** Opening MATERIAL SUPPLIED block **

PR #148, opened 2025-12-16
chore: Replace cargo-rdme by cargo-doc2readme

geeknoid:
- Solves issue with cargo-rdme not handling links reliably. The README files produced now have full links.


crates/bytesbuf/README.md
```diff
@@ -538,31 +525,63 @@ For testing purposes, this crate exposes some special-purpose memory providers t
...
-<!-- cargo-rdme end -->
 
 <div style="font-size: 75%" ><hr/>
 
 This crate was developed as part of [The Oxidizer Project](https://github.com/microsoft/oxidizer).
 
 </div>
+
+ [__cargo_doc2readme_dependencies_info]: ggGkYW0CYXSEG2USkr5n8dTvG47r3ve7pFPEG49HUSPBhjRZGzuZSC3wY-xNYXKEG-7Puz6IAGIQG5CqzO13hImhG44P1uV1jkmfGw3omWWkSiU3YWSHgmhCeXRlc0J1ZvaCaUJ5dGVzVmlld_aCdEZpeGVkQmxvY2tUZXN0TWVtb3J59oJqR2xvYmFsUG9vbPaCaUhhc01lbW9yefaCZk1lbW9yefaCdVRyYW5zcGFyZW50VGVzdE1lbW9yefY
+ [__link0]: https://crates.io/crates/BytesView
```
psandana: These links are wrong. They are pointing to a `BytesView` crate, not this crate and struct `BytesView`

geeknoid: Hmm. Turns out the existing docs we have published to crates.io also don't look correct. So there's something in the lib.rs file that's making the readme generation wonky. I'll investigate.

geeknoid: Fixed.

crates/bytesbuf/src/lib.rs
```diff
@@ -614,23 +610,23 @@ mod vec;
...
-pub use memory::*;
-pub use memory_guard::*;
-pub use memory_shared::*;
-pub use opaque_memory::*;
-pub(crate) use span::*;
-pub(crate) use span_builder::*;
-pub use transparent::*;
-pub use view::*;
-pub(crate) use write_adapter::*;
+pub use block::{Block, BlockSize};
```
sandersaares, line 613: This sort of change is out of scope of this PR and not desirable in general, please revert. The wildcards are intentional and need to stay - manually curating some list of types re-exported from a layer down is not a good use of anyone's time.

sandersaares (changes requested):

martin-kolinek (approved):

crates/ohno_macros/README.md
```diff
@@ -1,34 +1,29 @@
 <div align="center">
- <img src="./logo.png" alt="Ohno Macros Logo" width="128">
+ <img src="./logo.png" alt="Ohno_Macros Logo" width="128">
 
-# Ohno Macros
+# Ohno_Macros
```
Vaiz: this looks like a regression

crates/bytesbuf/src/lib.rs
ralfbiedert: I agree this is an unrelated change, but our guidelines say pub re-exports can't be globs, so these should be addressed.

sandersaares: Yeah, I consider that a defect in the guidelines: https://github.com/microsoft/rust-guidelines/issues/4. These globs here are a good thing - only re-exports of already-public things deserve manual curation.

ralfbiedert: It is not a defect in our guidelines, they prevent unintended re-exports.

sandersaares: I acknowledge that we disagree about it being a defect. This does not change my assessment of it being a defect.

crates/ohno_macros/README.md
geeknoid: Fixed.

crates/bytesbuf/src/lib.rs
geeknoid: Is it in scope for this PR, otherwise the generated readme for this crate is completely broken.

martin-kolinek (approved):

** Closing MATERIAL SUPPLIED block **

§ WHAT IS NEEDED
Across the records above, how many lines does the word "have" appear on? Reply with the number only.

§ YOUR SOLUTION
2